PolyglotDB supports ways of adding arbitrary information to annotations or metadata about speakers and files by specifying a local CSV file to add information from. When constructing this CSV file, the first column should be the label used to identify which element should be enriched, and all subsequent columns are used as properties to add to the corpus.

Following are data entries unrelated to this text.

PR #590, opened 2024-08-28
[586] Replace issue templates with forms

hk21702:
Replaced the issue templates with forms to make it easier for users to submit issues.

This should also make it such that it is much less likely that required information is omitted, force the user to acknowledge conduct requirements, look for potential issues, and that the wiki may have the solution to their issue. As a bonus, it should make it so that rudimentary bots won't be able to make spam issues. 

image

image

image


hk21702:
As a side note, this should be squashed when merged

hk21702:
The original screenshots are a little out of date. There have been a few minor formatting changes.

image
image

oceancabbage (approved):
This is awesome :D

Issue #502, opened 2024-07-19
FIXME: Mismatch between warning and errors


hk21702:
**Describe the bug:**
When a mod has an error such as a missing dependency detected, the icon next to it is the warning icon. The error count at the bottom is correctly bumped and the error is correctly added into the tooltip. The text of the mod is also not red/highlighted.

**Screenshots:**
![image](https://github.com/user-attachments/assets/87db77c8-2184-4207-8496-67ac2f523cfe)
![image](https://github.com/user-attachments/assets/effca558-2a24-4fbc-a875-e5ca2c016773)
![image](https://github.com/user-attachments/assets/7cb362aa-e0f7-4cb7-bfa4-32eb0e74339d)

**Please complete the following information:**

- Operating System: Windows
- RimSort version: 1.0.9-edge92

**Additional context:**

Patryk-Malinowski:
Quick question, should a mod with a warning be red?

Or should warnings only have the warning icon and errors are red with the error icon?

hk21702:
Current behavior is that warnings are also red. For example, version mismatch counts as a warning and results in red text, a warning icon, and a warning added to the bottom. I'd say just keep current behavior on that front.

Patryk-Malinowski:
Ok will do, cheers!

Patryk-Malinowski:
When a mod has a warning because of load order, should it be colored red? The current behavior is that its not colored.
![image](https://github.com/user-attachments/assets/94a34471-530c-4068-adde-c32b3ea46f17)

hk21702:
For consistency probably? Given that it counts as a warning, I'd presume it should be the same as other warnings.

Issue #459, opened 2024-06-27
Suggestion: Make "toggle warning" hide warnings for a mod completely


Limfjorden:
**Is your feature request related to a problem? Please describe.**

Currently, all the "toggle warning" button does i hide the yellow warning icon from the mod name, while keeping the red mod name and also listing the warning in the section below the mod list.

**Describe the solution you'd like**

- [ ] It should hide the icon, change the mod name away from red (maybe to a purple color to indicate that a manual override has been activated) and remove the warning from the section below the mod list. 
- [ ] There should also be a shortcut in the "Edit" menu to clear all manual warning toggles

**Additional context**

From Raizanad's QoL issue https://github.com/RimSort/RimSort/issues/406:
> Many mods for 1.4 work on 1.5, specially textures as an example. Would be great if it changed the about.xml too for the game not to trigger errors but this may be too much since you will need a db to remove the change (or changing about.xml to about.xml.old).
I'm mostly talking about version mismatch, but there are also mods that set something as incompatible when they are soft incompatibilities that could be desired to not be highlighted. As an example some mods that add races with animal ears have some trouble with "Select hats display" or something, but that mod has 2-3 things going for it and if you set the setting properly they are compatible. The warning by default is great since otherwise the pawns are invisible but once settings are configured the warning is annoying.

I'd like to try my hand at implementing this, though I don't know any python. Is this a good first issue?

PR #592, opened 2024-08-30
[502] [459] Improvements to mod warning/error display and toggle

Patryk-Malinowski:
Addressing git issue #502 

Slightly related to git issue #459 ?

Quick [demo](https://github.com/user-attachments/assets/b5dd9da9-9def-4d3e-b0c3-24f69b7946f6) of how it should work.

Forgot to show in the demo but it also colors mods red if missing dependency etc.
image

In it's current state the 'toggle warning' button will show/hide both the warnings and errors. Is this behavior something we want to keep? Maybe separate toggle for warning and error?

Also, if you 'toggle warning' on a mod with an error/warning it **stops** being red. Is this ok or do we want it to stay red? Or will I implement changing it to purple (or other color) to signify a manual override (suggested in git issue 459)?


hk21702:
I personally think it makes more sense to also make the text not red. Though, it is a bit harder to track when things are hidden though given the current state. Ideally, #459 is fully implemented with the clear all ignores button. Ofc, rn given that I still haven't gotten around to the metadata rework, toggle state isn't persistent, you can just restart rimsort to clear the ignores.

Additionally, the toggle button in the context menu should be changed to be an actual checkable qaction with changing icon instead of the current just default qaction.

hk21702 (changes requested):
Behavior for lazily loaded items also needs to be implemented (Around line 290). In the current implementation, the intended behavior only works if the item was already being rendered, i.e., items that you scroll into still have the old broken behavior such that `repolish` isn't ran.

Additional small nitpick. I think this issue existed before this PR as well, but can you strip the lazily loaded tooltips? That or just lstrip the tooltip before saving it in the item data.

Patryk-Malinowski:
> Behavior for lazily loaded items also needs to be implemented (Around line 290). In the current implementation, the intended behavior only works if the item was already being rendered, i.e., items that you scroll into still have the old broken behavior such that `repolish` isn't ran.
> 
> Additional small nitpick. I think this issue existed before this PR as well, but can you strip the lazily loaded tooltips? That or just lstrip the tooltip before saving it in the item data.

Good catch with the lazy loading behavior. That's impl. now as well as stripping the tooltips.

Patryk-Malinowski:
> I personally think it makes more sense to also make the text not red. Though, it is a bit harder to track when things are hidden though given the current state. Ideally, #459 is fully implemented with the clear all ignores button. Ofc, rn given that I still haven't gotten around to the metadata rework, toggle state isn't persistent, you can just restart rimsort to clear the ignores.
> 
> Additionally, the toggle button in the context menu should be changed to be an actual checkable qaction with changing icon instead of the current just default qaction.

Looking into adding that button to reset all ignores...

hk21702:
When you're ready, feel free to request a new review

Patryk-Malinowski:
Tried to make the toggle button a checkable QAction but after spending some time I don't think I will be able to implement it as easily as I thought. Can I make a separate git issue for this to be implemented?

Resetting warning/error toggles is now implemented.

hk21702:
Go ahead and make a new issue. Will review when I can.

hk21702 (changes requested):
See comments.

I'm a bit unsure of where _on_menu_bar_reset_warnings_triggered should go. Ideally, it should go into a dedicated controller for the main content panel or a dedicated controller for the mods panel. However, that doesn't exist right now. Thus I think it may be better to just stick it in the MainWindowController or a new dedicated controller for the mods panel or main content view. 

Right now the main content view does violate mvc a bit and a lot of it should be going into a controller. But imo it would make a little more sense for the modification of the mods panel to go under there than under the menu bar controller. The best solution would be to just have a new controller for this kind of stuff. I'll leave it up to your discretion though.

In addition to this, _on_menu_bar_reset_warnings_triggered is quite slow because of how its iterating through all of the mods, and also because how how reset_warning_signal works. For my mid sized mod list of about 200 mods, it takes a good 2 or 3 seconds for things to be updated. See the relevant comment for more context.

Patryk-Malinowski:
Oh that's on me, I forgot about MVC. Not experienced with MVC but I would rather do it right with a mods_panel controller. I will spend some time refactoring the code and learning a bit on MVC, and then come back here.

Patryk-Malinowski:
I wasn't too sure about having a controller inside another controller, but all menu_bar_controller does is emit a signal through mods_panel_controller. Is this acceptable?

I saw that menu_bar_controller already uses settings_controller hence I went with this approach.

Also, not sure what I was thinking with the logic of _on_menu_bar_reset_warnings_triggered... this should be improved now. Tried it on ~700 mods and it seems to be better.

hk21702:
Will take a peak when I can. It's perfectly fine to have nested controllers though! I think the rule is that they generally they should only be aware of their own scope though

Patryk-Malinowski:
That's good to know, thanks! I think I could also come up with some intermediate service layer between the two controllers if emitting that signal isn't the best approach.

app/views/mods_panel.py
```diff
@@ -1538,6 +1574,32 @@ def append_new_item(self, uuid: str) -> None:
         item.setData(Qt.ItemDataRole.UserRole, data)
         self.addItem(item)
 
+    def get_all_loaded_mod_list_items(self) -> list[ModListItemInner]:
+        # This gets all modlist items as ModListItemInner.
+        # Mods that have not been loaded
+        # or lazy loaded will not be returned.
```
hk21702, line 1580: Please format this as docstring. (Sphinx)

app/views/mods_panel.py
```diff
@@ -1538,6 +1574,32 @@ def append_new_item(self, uuid: str) -> None:
...
+            item = self.item(index)
+            widget = self.itemWidget(item)
+            if isinstance(widget, ModListItemInner):
+                mod_list_items.append(widget)
+        return mod_list_items
+
+    def get_all_loaded_and_toggled_mod_list_items(self) -> list[ModListItemInner]:
+        # This gets all modlist items that have their warnings toggled as ModListItemInner
+        # Mods that have not been loaded
+        # or lazy loaded will not be returned.
```
hk21702, line 1592: Please format this as docstring. (Sphinx)

app/views/mods_panel.py
```diff
@@ -1538,6 +1574,32 @@ def append_new_item(self, uuid: str) -> None:
...
+        mod_list_items = []
+        for index in range(self.count()):
+            item = self.item(index)
+            widget = self.itemWidget(item)
+            if isinstance(widget, ModListItemInner):
+                packageid = self.metadata_manager.internal_local_metadata[widget.uuid].get('packageid')
+                if packageid in self.ignore_warning_list:
+                    mod_list_items.append(widget)
+        return mod_list_items
```
hk21702, line 1601: Because this only gets non-lazy items, if the user refreshes and then tries to reset toggles, lazy items are not reset, even after loading them.

hk21702: To solve this, you may want to handle the toggle state in the QListWidgetItem's data. In relation to this, if you do this, because of the increasing complexity of the data, you may also want to change the data to be a class instead of a dict/map.

hk21702 (changes requested):
See review comments.

Overall, much better especially in performance and structure.
However, there is a bug where the reset function doesn't work if the item hasn't been widget hasn't been loaded and is lazy.

To solve this, you may want to handle the toggle state at the  QListWidgetItem data level. If you do so, I also recommend changing the data from a map to a class/dataclass because of the increased complexity and different datatypes being stored potentially.

app/views/mods_panel.py
```diff
@@ -2054,12 +2076,19 @@ def recreate_mod_list(self, list_type: str, uuids: List[str]) -> None:
...
         logger.debug(f"Toggled warning icon for: {packageid}")
+        current_mod_index = self.uuids.index(uuid)
+        item = self.item(current_mod_index)
+        item_data = item.data(Qt.ItemDataRole.UserRole)
         if packageid not in self.ignore_warning_list:
             self.ignore_warning_list.append(packageid)
+            item_data["warning_toggled"] = True
         else:
             self.ignore_warning_list.remove(packageid)
+            item_data = item.data(Qt.ItemDataRole.UserRole)
```
Patryk-Malinowski, line 2089: Duplicate line, need to remove

Patryk-Malinowski:
I had trouble trying to use a custom class to store data in combination with a wrapper for QWidgetListItem. Can I make a separate git issue? Then It could be revisited by me or someone else in the future.

The original behavior is that if you toggle a warning for a mod in the inactive list and move it to the active list, any errors will appear for the mod while its in the active list. It also works vice-versa. 

In it's current iteration the reset warnings button will only reset a mods warning toggle for that modlist. So when moved back into the inactive list it will still be ignored in that list.

Demo [Video](https://github.com/user-attachments/assets/aa4957d1-0b19-4f44-a0f2-e1bcdccb0aaf)

If we want to keep this behavior I could optionally change the reset button to reset both lists (I assume that would be the desired behavior in that case)

But I also have an implementation where the ignore and reset is applied to both lists.

Demo [Video](https://github.com/user-attachments/assets/9b323957-ea22-415e-9d32-c072bd0081d0)

Let me know which route you want to take! Also I joined the discord so I will dm someone to get added to the dev channel :)

Patryk-Malinowski:
Oh and for the mac build fail, did it just crash/timeout when uploading?

hk21702:
> I had trouble trying to use a custom class to store data in combination with a wrapper for QWidgetListItem. Can I make a separate git issue? Then It could be revisited by me or someone else in the future.

Go ahead and make that a separate git issue

app/controllers/mods_panel_controller.py
```diff
@@ -0,0 +1,33 @@
...
+            mod_data = mod.data(Qt.ItemDataRole.UserRole)
+            if mod_data["warning_toggled"]:
+                mod_data["warning_toggled"] = False
+                mod.setData(Qt.ItemDataRole.UserRole, mod_data)
+                widget = mod.listWidget()
+                if isinstance(widget, ModListWidget):
+                    package_id = widget.metadata_manager.internal_local_metadata[mod_data["uuid"]]["packageid"]
+                    widget.reset_warning_signal.emit(package_id)
+        self.mods_panel.active_mods_list.recalculate_warnings_signal.emit()
+        self.mods_panel.inactive_mods_list.recalculate_warnings_signal.emit()
```
hk21702, line 33: Should be auto-formatted with Ruff

hk21702 (changes requested):
Looks good overall. the controller needs to be ran through an auto-format with Ruff. 

Also, consider doing the lstrip on the error/warning tooltips at assignment instead of use. I can't think of a situation where we'd need the white space at the start anyways. In fact, since we add new items by putting the whitespace at the start at the time of concat, maybe we can just do a strip at assignment? There may be situations where performance costs increase by doing it this way, but it should be pretty minimal. It would make the code a lot easier to work with and cleaner though so imo its worth the tradeoff.

Patryk-Malinowski:
I changed the drop signal behavior so that if a drop occurs from one list to another it doesn't call ```recalculate_list_errors_warnings``` a third time.

hk21702 (approved):
Think there's a few redundant lstrips here and there but otherwise seems good.

PR #1031, opened 2025-07-17
feat(browser): Quick add/remove buttons on tiles

EttyKitty:
### Description
- Add badges/buttons to quickly add/remove mods from the list, to mod tiles in the workshop browser.
  - Supports mod tiles on collection pages as well.
- Refactor some bits of the code related to this.
### More Detailed Description
- Badges:
  - Hidden by default for not-installed and not-added mods, unless you hover the mod, to not clutter the UI.
  - Have a minor effect when you click on them, to add responsiveness.
  - Have a hover-over effect.
- JS bridge stuff:  
  - Use `QWebChannel` to have a bridge between JS and python.
  - No idea if this is the best way, I just found it to work, and it was the first thing I found on the internet.
  - Had to manually inject `qwebchannel.js` with `QWebEngineScript`, as I have no idea how to get it to work otherwise.
- JS script stuff:
  - Move the main badge/button JS script to a separate JS file, to have proper intellisense and less bloat in the `SteamBrowser` class.
  - Use `Template()`>`substitute()`>`json.dumps()` to replace template vars in JS with vars from python, to avoid the need to inject said variables directly into the page.
### TODO
- Nail the file structure, as I've just placed everything in the same folder, which may be not ideal.
- Test this on other systems perhaps, as I'm not sure if there could be problems with the bridge and stuff.
- Generally do more edge-case testing as well.
- ~Add a hover-over effect to badges, because all cool kids should have that.~
- In some other PR, split the huge `_web_view_load_finished()` method into smaller parts.
- In some other PRx2, maybe move some other big JS function to separate files.
### Preview
<details>
<summary>Spoiler</summary>

https://github.com/user-attachments/assets/3d0d5539-22de-4f45-bc6f-026705aabf13

</details>

### DIFF
--- a/app/utils/steam/browser.py
+++ b/app/utils/steam/browser.py
@@ -1,13 +1,18 @@
+import json
 import os
 import platform
 import re
+from enum import Enum
 from functools import partial
+from pathlib import Path
+from string import Template
 from typing import Any
 
 from loguru import logger
 from PySide6.QtCore import QPoint, Qt, QUrl, Signal
 from PySide6.QtGui import QAction, QPixmap
-from PySide6.QtWebEngineCore import QWebEnginePage
+from PySide6.QtWebChannel import QWebChannel
+from PySide6.QtWebEngineCore import QWebEnginePage, QWebEngineScript
 from PySide6.QtWebEngineWidgets import QWebEngineView
 from PySide6.QtWidgets import (
     QHBoxLayout,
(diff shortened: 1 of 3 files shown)


EttyKitty:
Hover-over effect was added. Now I just need to test this more and perhaps get some tips re the file/folder structure, if any.
Then it should be ready for review.

LionelColaso (approved):
Awesome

ID_column,property_one,property_two
first_item,first_item_value_one,first_item_value_two
second_item,,second_item_value_two

Enriching using this file would look up elements based on the ID_column, and the one matching first_item would get both property_one and property_two (with the respective values). The one matching second_item would only get a property_two (because the value for property_one is empty.

Enriching the lexicon

lexicon_csv_path = '/full/path/to/lexicon/data.csv'
with CorpusContext(config) as c:
    c.enrich_lexicon_from_csv(lexicon_csv_path)

Note

The function enrich_lexicon_from_csv accepts an optional keyword case_sensitive and defaults to False. Changing this will respect capitalization when looking up words.

Enriching the phonological inventory

The phone inventory can be enriched with arbitrary properties via:

inventory_csv_path = '/full/path/to/inventory/data.csv'
with CorpusContext(config) as c:
    c.enrich_inventory_from_csv(inventory_csv_path)

Enriching speaker information

Speaker information can be added via:

speaker_csv_path = '/full/path/to/speaker/data.csv'
with CorpusContext(config) as c:
    c.enrich_speakers_from_csv(speaker_csv_path)

Enriching discourse information

Metadata about the discourses or sound files can be added via:

discourse_csv_path = '/full/path/to/discourse/data.csv'
with CorpusContext(config) as c:
    c.enrich_discourses_from_csv(discourse_csv_path)

Enriching arbitrary tokens

Often it’s necessary or useful to encode a new property on tokens of an annotation without directly interfacing the database. This could happen, for example, if you wanted to use a different language or tool for a certain phonetic analysis than Python. In this case, it is possible to enrich any type of token via CSV. This can be done using the corpus_context.enrich_tokens_with_csv function.

token_csv_path = '/full/path/to/discourse/data.csv'
with CorpusContext(config) as c:
    c.enrich_tokens_from_csv(token_csv_path,
            annotation_type="phone",
            id_column="phone_id"
            properties=["measurement_1", "measurement_2"])

The only requirement for the CSV is that there is a column which contains the IDs of the tokens you wish to update. You can get these IDs (along with other parameters) by querying the tokens before hand, and exporting a CSV, see Export for token CSVs. The only columns from the CSV that will be added as token properties, are those which are included in the properties parameter. If this parameter is left as None, then all the columns of the CSV except the id_column will be included.